W Trzemesznie nastał czas drastycznego wręcz zaciskania pasa. Burmistrz Krzysztof Dereziński w obliczu trudnej sytuacji finansowej postanowił m.in o ścięciu dotacji na sport o połowę. Przed rokiem tort liczył 300 tys. zł, teraz już tylko 150 tys.zł. Tak zdecydowany ruch spowodował konsternację m.in. w Zjednoczonych, którym budżet rozsypał się całkowicie i postawił klub w dramatycznej sytuacji. Pieniędzy jest na tyle mało, że starczy ich tylko do końca wiosny. Później będzie już tylko błagalne wyciąganie rąk gdzie się da, aby tylko utrzymać klub na powierzchni. Prezes klubu, Tomasz Juszczak mówi naszemu portalowi, że w takiej sytuacji nie był jeszcze nigdy.
– Sytuacja jest rzeczywiście trudna, więc i rozmowy z zawodnikami są trudne. Musimy oszczędzać na wszystkim. Musieliśmy ściąć pieniądze każdemu, pracownikom klubu, zawodnikom, wszędzie tam, gdzie możemy to zrobić. Mamy na razie 82tys. złotych dotacji na seniorów i 12 tysięcy na juniorów na rok, a dodatkowo mamy jeszcze dwie firmy, które wspomogą nas kwotą ok. 20tys. zł. Same wyjazdy i zorganizowanie spotkań u siebie pochłonie znaczną część tych środków, a co dopiero reszta wydatków. Próbujemy od wielu lat rozmawiać z lokalnymi sponsorami, ale na razie nieskutecznie. Od Paroca dostaliśmy do tej pory jedynie koszulki i to jest wszystko, co udało nam się wynegocjować. Mamy wprawdzie obietnice od burmistrza, że pomoże nam znaleźć brakujące środki, ale jak będzie tego nie wiemy. Na razie na pewno mamy pieniądze do końca rundy wiosennej i chwała tym, którzy zdecydowali się zostać.

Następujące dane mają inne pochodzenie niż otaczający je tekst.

PR #2473, opened 2026-04-18
GROOVY-11935: Set invokedynamic call site target immediately to enable earlier JIT inlining

daniellansun:
https://issues.apache.org/jira/browse/GROOVY-11935

### DIFF
--- a/src/main/java/org/codehaus/groovy/vmplugin/v8/IndyInterface.java
+++ b/src/main/java/org/codehaus/groovy/vmplugin/v8/IndyInterface.java
@@ -21,7 +21,6 @@ package org.codehaus.groovy.vmplugin.v8;
 import groovy.lang.GroovySystem;
 import org.apache.groovy.util.SystemUtil;
 import org.codehaus.groovy.GroovyBugError;
-import org.codehaus.groovy.reflection.ClassInfo;
 import org.codehaus.groovy.runtime.GeneratedClosure;
 
 import java.lang.invoke.CallSite;
@@ -31,6 +30,7 @@ import java.lang.invoke.MethodHandles;
 import java.lang.invoke.MethodType;
 import java.lang.invoke.MutableCallSite;
 import java.lang.invoke.SwitchPoint;
+import java.lang.reflect.Modifier;
 import java.util.Map;
 import java.util.function.Function;
 import java.util.logging.Level;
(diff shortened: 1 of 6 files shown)


src/main/java/org/codehaus/groovy/vmplugin/v8/IndyInterface.java
```diff
@@ -320,48 +320,50 @@ public static Object fromCache(CacheableCallSite callSite, Class<?> sender, Stri
      */
     private static MethodHandle fromCacheHandle(CacheableCallSite callSite, Class<?> sender, String methodName, int callID, Boolean safeNavigation, Boolean thisCall, Boolean spreadCall, Object dummyReceiver, Object[] arguments) throws Throwable {
         FallbackSupplier fallbackSupplier = new FallbackSupplier(callSite, sender, methodName, callID, safeNavigation, thisCall, spreadCall, dummyReceiver, arguments);
+        final Object receiver = arguments[0];
```
blackdrag: So what will happen in this case?
```
def foo(receiver){receiver.bar()}
class A{ static bar(){1} }
class B{ static bar(){2} }
foo(A)
foo(B)
foo(new A())
foo(new B())
```
for the first two calls the class is the same, since receiver.getClass will return Class for both. But that is imho a bug, that existed already before `callSite.getAndPut(receiverClassName,...`. Also I think the later two cases are not considered here... why not?  If we really only want to optimize `A.bar()` style calls, then we should check the receiver type through the callsite type, not the runtime type.

daniellansun:
If no one is opposed to the PR, I will merge it at this weekend.

paulk-asert (approved):
Claude's assessment:

Assessment summary — GROOVY-11935

*Production code change*

Surgical and well-guarded. In IndyInterface.fromCacheHandle the early setTarget is gated on three conjoined conditions: the wrapper is cacheable (isCanSetTarget), the compile-time first-parameter of the call site is java.lang.Class, and the resolved MetaMethod is static. MethodHandleWrapper is extended to carry the already-resolved MetaMethod so the static check happens without re-resolution. The 15 new unit tests in IndyInterfaceCallSiteTargetTest cover the relevant edge cases — Class-typed vs Object-typed receivers, instance receivers that happen to dispatch to a static method, spread calls, safe-navigation, per-instance metaclass, fallback cutoff, uncacheable wrappers, multi-Class receivers — and all pass.

*Observed performance characteristics*

Two benchmark families on JDK 17.0.18 Zulu, with the PR enabled vs a local patch-off baseline:

Steady-state throughput (StaticMethodCallIndyBench, 2 forks × 6 s warmup × 5×2 s measurement):
* staticSum_groovy: 396 ops/ms vs 398 ops/ms — identical within noise.
* Same for staticChain_groovy, staticFib_groovy, all controls.

That was expected: the old hit-count relink (INDY_OPTIMIZE_THRESHOLD = 1000) crosses the threshold inside the first warmup iteration at these rates, so the two paths converge before measurement begins. No regression, but also nothing to prove the win.

Cold dispatch (new StaticMethodCallIndyColdBench, SingleShotTime, fresh JVM per fork × 80 forks, zero warmup):

|| variant || n || with PR (µs/op) || without PR (µs/op) ||
| staticSum_groovy |   500 |  97,958 ± 3490 | 100,835 ± 2689 |
| staticSum_groovy |  2000 |  98,340 ± 2509 | 103,700 ± 3001 |
| staticSum_groovy | 20000 | 105,597 ± 2754 | 110,887 ± 3011 |
| instanceSum_groovy (control) | 500 | 103,530 | 104,182 |
| instanceSum_groovy (control) | 2000 | 103,720 | 107,997 |
| instanceSum_groovy (control) | 20000 | 119,041 | 118,042 |

The cleanest read is the marginal cost per inner call between n=500 and n=2000 (the JVM-startup component cancels out):
* With PR: (98,340 − 97,958) / 1500 = *0.25 µs/call*
* Without PR: (103,700 − 100,835) / 1500 = *1.91 µs/call*

So in the pre-threshold invocation window the PR makes each cold static call *~7.6× cheaper*, exactly as the design predicts. Between n=2000 and n=20000 the two paths show the same marginal cost (~0.40 µs/call), confirming convergence once the old hit-count path has also relinked. The instance control shows no consistent direction across the three n values, so the signal on static calls is not environmental drift.

*Net*

Correctness-preserving, no steady-state regression, measurable cold-path win (~5–7× faster per call below the relink threshold; ~3–5% absolute on the n=500–2000 total-time measurements). The benefit should be most visible in short-lived scripts, groovysh/REPL startup, test bootstrap, and similar workloads where many call sites never reach 1000 hits. Larger absolute gains are plausible on JDKs with more aggressive MutableCallSite handling — matches the faster numbers the PR author reported.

Czy klubowi zatem grozi wycofanie z rozgrywek po dokończeniu tego sezonu? Na razie dziura budżetowa jest ogromna, dodaje sternik klubu. – Na dziś istnieje realna możliwość wycofania drużyny po zakończeniu sezonu. Minimum tego co potrzebujemy do funkcjonowania to jest kwota ok. 160 tys.zł, więc brakuje nam mniej więcej 60tys. zł. Jeśli to zdobędziemy, to zagramy dalej, jeśli nie – trudno powiedzieć. Nie byliśmy jeszcze w tak trudnej sytuacji. Już teraz płacimy piłkarzom przysłowiowe grosze, bo pensje poszły w dół prawie o połowę. Dziś płacimy 150zł na miesiąc większościom graczy, a 300zł tym kluczowym. W ubiegłym roku było to odpowiednio 250 i 500. Są to bardzo skromne wypłaty, biorąc pod uwagę, że zawodnicy mają trzy treningi w tygodniu, do tego weekend ligowy. Osobiście nie dziwię się, że niektórzy wolą iść np. do Witkowa – nie kryje T.Juszczak.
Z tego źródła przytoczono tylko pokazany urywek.